▽

Issue #1095, opened 2026-08-24
drain() on shutdown does not fully quiesce in-flight background work


OchnikBartek:
## What breaks

`background.drain()` and the shutdown ordering in `app/main.py`'s lifespan do
not fully quiesce in-flight background work before resources are torn down.
Three related gaps, all found reviewing #11 (which wired `drain()` into the
lifespan; these are pre-existing behaviours of `drain()` and the shutdown
sequence that the wiring now depends on):

1. **Tasks spawned during the drain are not awaited.** `drain()` snapshots
   `_running` once (`backend/app/core/background.py:163`) and waits only on that
   snapshot. A task in the snapshot can hand off new work while draining — e.g. a
   channel task finishing an agent run that requests approval or exceeds budget:
   `NotificationService._send()` spawns each email. The parent finishes, the
   snapshot completes, `drain()` returns, and the newly spawned email (documented
   as possibly taking ~10s) is cancelled at process exit.

2. **Cancelled tasks are not awaited to a terminal state.** After the timeout,
   `drain()` calls `task.cancel()` (`background.py:172-173`) and returns without
   awaiting the cancelled tasks. The lifespan then immediately disposes the vector
   store, Redis and the DB engine (`app/main.py`, after `await background.drain()`),
   while a cancelled task is still unwinding — e.g. a webhook task's cancellation
   handler awaits `release_delivery()` on the shared Redis client and then unwinds
   its DB context. Those cleanup awaits race the Redis/DB shutdown, leaving the
   delivery claim unreleased or the cleanup failing against a closed resource.

3. **Deferred stream opens can reopen intake during teardown.** A polling bot
   created/activated/updated just before shutdown leaves a committed, tracked
   `open_inbound_stream` task that may not have run yet. The lifespan stop loops
   (`app/main.py:181-186`) stop only the adapter tasks that already exist; then the
   drain waits for `open_inbound_stream()`, whose final step is
   `adapter.start_polling()` — creating a *new* adapter polling/socket task after
   the stop loops have passed, and adapter tasks are not tracked by `_running`.
   Intake is reopened during teardown (e.g. Slack acks a new event, then loses it
   at exit).

## Where

- `backend/app/core/background.py:154-173` (`drain()`)
- `backend/app/main.py` lifespan shutdown (stop loops `:181-186`, then `await background.drain()`, then resource disposal)

## How we'd know it's fixed

[...]

PR #1140, opened 2026-08-26
fix(channels): stop a deferred stream reopening intake at shutdown

### LINKED ISSUE #1119: Deferred open_inbound_stream can reopen channel intake during shutdown
**Split out of #1095 so it can close with #1097.** #1097 fixed the two
`drain()`-internal gaps (tasks spawned during drain; cancelled tasks awaited to a
terminal state). This is the third gap, which is a shutdown-**ordering** concern,
not a `drain()` one.

## What's wrong

A polling bot created/activated/updated just before shutdown leaves a committed,
tracked `open_inbound_stream` task that may not have run yet. The lifespan stop
loops (`backend/app/main.py:181-186`) stop only the adapter tasks that already
exist; then `drain()` waits for `open_inbound_stream()`, whose final step is
`adapter.start_polling()` - creating a **new** adapter polling/socket task after
the stop loops have passed. Adapter tasks are not tracked by `_running`, so
intake is reopened during teardown (e.g. Slack acks a new event, then loses it at
exit).

Must be fixed on the shutdown path only: rejecting the deferred open must not
touch the in-process `drain()` the RAG sync command (`app/commands/rag.py`) issues
while the process keeps running.

## Where

- `backend/app/main.py` lifespan shutdown (stop loops `:181-186`, then
  `await background.drain()`)
- the deferred `open_inbound_stream` handoff

## How I'd know it's fixed

- [ ] A bot activated moments before shutdown does not reopen a polling/socket
      task after the stop loops run.
- [ ] The in-process `drain()` path (rag command) is unaffected.

Refs #11, #1095. Was gap 3 of #1095.

OchnikBartek:
## Summary

A polling bot activated moments before shutdown leaves a committed, tracked `open_inbound_stream` task that may not have run yet. The lifespan stops the adapter tasks that exist, then `background.drain()` awaits that task — whose final step `adapter.start_polling(...)` creates a **new, untracked** adapter polling/socket task **after** the stop loops passed, reopening intake at exit (#1119). Was gap 3 of #1095.

## Changed

- The supervisor carries a `_shutting_down` flag. `open_inbound_stream` declines to open when it is set — re-checked after `stop_polling`, so a task suspended there when shutdown begins cannot slip a reopen through either.
- The lifespan sets it (`begin_shutdown()`) as the **first** shutdown statement, before the stop loops and `drain()`, and clears it (`allow_intake()`) at startup so a following lifespan (a test, a reload) serves again.
- The flag is the lifespan's alone: the in-process `drain()` the RAG sync command issues while the server keeps serving never touches it, so a legitimate reopen still opens (the "shutdown path only" constraint the issue requires).

## Testing

- A deferred open during shutdown does not reopen (fails without the guard); one suspended at `stop_polling` when shutdown begins does not either; a fresh startup re-permits.
- `conftest.py` resets the process-global flag after every test, so the real-lifespan drain test (`test_lifespan_drain.py`) cannot leak `_shutting_down=True` into a later test that opens a stream under the randomized parallel suite.

## Notes for reviewers

Stacked on `fix/11-drain-background-on-shutdown` (which adds the lifespan `drain()` this orders around). Retarget to `main` once #11 (#1089) merges. Conceptually closes with #1097 (#1095's drain-internal gaps).

Closes #1119


OchnikBartek:
@codex review

Issue #188, opened 2026-08-05
codespell fails over the repository, and nobody sees it because the hook only reads changed files


DEENUU1:
`uv run --project backend pre-commit run codespell --all-files` is red on `main`:

```
frontend/src/lib/tool-steps.ts:148: unparseable ==> unparsable
```

A docstring on `McpCall.domain`, from #119. Nothing runs codespell over the
whole tree — the hook is per-file at commit time and CI does not run pre-commit
at all — so this sits there until somebody edits `tool-steps.ts` for an
unrelated reason and their commit is refused by a word they did not write.

## The sequence

```bash
git switch main
uv run --project backend pre-commit run codespell --all-files   # red
```

## How you would know it was fixed

`pre-commit run --all-files` is green on `main`, and stays green — which
probably means CI running it, or at least a note that it is expected to pass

△

[PROBLEM TO SOLVE] Extract all lines of the records above that include "issues".

[RESULT]
touch the in-process `drain()` the RAG sync command (`app/commands/rag.py`) issues
- The flag is the lifespan's alone: the in-process `drain()` the RAG sync command issues while the server keeps serving never touches it, so a legitimate reopen still opens (the "shutdown path only" constraint the issue requires).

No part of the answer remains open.